— Task description —
Find every line in the records that holds the string "errOriginator". Copy each one.

— Supplied information —
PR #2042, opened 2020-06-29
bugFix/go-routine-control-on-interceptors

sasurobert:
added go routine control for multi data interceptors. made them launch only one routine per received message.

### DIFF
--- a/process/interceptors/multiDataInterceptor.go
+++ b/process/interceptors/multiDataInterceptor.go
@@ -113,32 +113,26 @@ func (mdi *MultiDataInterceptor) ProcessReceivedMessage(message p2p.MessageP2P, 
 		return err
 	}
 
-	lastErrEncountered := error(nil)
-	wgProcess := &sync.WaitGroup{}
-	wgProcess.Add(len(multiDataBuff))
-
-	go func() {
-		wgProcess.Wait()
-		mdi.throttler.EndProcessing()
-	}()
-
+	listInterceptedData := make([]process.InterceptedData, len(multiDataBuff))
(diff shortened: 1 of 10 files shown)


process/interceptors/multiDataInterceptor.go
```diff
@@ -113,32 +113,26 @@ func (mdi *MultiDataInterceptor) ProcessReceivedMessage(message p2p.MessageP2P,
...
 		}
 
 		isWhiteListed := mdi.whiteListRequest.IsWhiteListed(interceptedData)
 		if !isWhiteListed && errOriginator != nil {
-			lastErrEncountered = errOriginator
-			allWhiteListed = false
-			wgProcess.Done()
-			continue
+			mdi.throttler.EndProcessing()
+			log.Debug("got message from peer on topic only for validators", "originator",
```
==
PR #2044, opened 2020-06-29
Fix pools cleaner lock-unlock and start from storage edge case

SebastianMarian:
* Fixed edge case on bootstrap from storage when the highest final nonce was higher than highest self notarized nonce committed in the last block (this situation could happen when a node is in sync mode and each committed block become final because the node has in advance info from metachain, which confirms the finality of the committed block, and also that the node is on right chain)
* * *
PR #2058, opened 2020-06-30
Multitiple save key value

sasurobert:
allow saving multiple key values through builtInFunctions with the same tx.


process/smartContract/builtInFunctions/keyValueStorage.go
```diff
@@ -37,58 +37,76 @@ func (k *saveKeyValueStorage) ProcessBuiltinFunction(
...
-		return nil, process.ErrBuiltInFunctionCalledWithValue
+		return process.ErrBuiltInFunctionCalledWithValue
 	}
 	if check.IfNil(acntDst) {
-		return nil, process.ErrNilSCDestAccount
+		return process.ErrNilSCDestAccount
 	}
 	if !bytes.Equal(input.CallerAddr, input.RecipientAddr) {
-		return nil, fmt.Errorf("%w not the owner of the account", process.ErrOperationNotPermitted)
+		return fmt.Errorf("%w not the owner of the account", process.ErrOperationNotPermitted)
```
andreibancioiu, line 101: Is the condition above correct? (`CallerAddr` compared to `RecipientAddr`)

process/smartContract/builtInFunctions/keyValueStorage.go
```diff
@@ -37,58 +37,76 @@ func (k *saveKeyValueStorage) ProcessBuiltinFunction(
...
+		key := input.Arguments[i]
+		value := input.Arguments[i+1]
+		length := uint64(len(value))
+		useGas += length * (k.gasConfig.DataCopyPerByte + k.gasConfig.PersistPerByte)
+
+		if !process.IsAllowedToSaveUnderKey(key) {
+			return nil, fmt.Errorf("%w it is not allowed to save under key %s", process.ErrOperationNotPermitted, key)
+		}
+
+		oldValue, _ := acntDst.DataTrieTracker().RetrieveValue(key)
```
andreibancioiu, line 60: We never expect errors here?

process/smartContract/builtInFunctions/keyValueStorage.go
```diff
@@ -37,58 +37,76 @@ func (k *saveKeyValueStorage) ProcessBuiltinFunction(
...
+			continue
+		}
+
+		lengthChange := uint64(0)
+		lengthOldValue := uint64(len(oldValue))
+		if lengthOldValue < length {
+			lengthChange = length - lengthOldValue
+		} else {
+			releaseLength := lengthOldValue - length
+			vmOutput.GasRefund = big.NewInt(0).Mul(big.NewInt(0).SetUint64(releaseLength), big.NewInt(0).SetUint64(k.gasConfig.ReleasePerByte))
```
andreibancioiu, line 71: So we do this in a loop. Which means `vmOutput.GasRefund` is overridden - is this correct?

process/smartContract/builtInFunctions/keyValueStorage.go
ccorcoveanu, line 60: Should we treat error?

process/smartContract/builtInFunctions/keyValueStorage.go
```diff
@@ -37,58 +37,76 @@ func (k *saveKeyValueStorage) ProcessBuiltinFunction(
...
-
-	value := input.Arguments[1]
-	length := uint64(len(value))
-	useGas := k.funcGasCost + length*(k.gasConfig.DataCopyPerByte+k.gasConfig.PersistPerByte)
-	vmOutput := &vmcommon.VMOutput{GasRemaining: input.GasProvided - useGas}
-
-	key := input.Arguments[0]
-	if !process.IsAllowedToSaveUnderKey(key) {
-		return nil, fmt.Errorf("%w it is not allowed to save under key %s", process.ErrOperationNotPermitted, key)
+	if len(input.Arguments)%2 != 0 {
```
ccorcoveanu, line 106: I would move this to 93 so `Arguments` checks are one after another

— Output of the task —
 		if !isWhiteListed && errOriginator != nil {
-			lastErrEncountered = errOriginator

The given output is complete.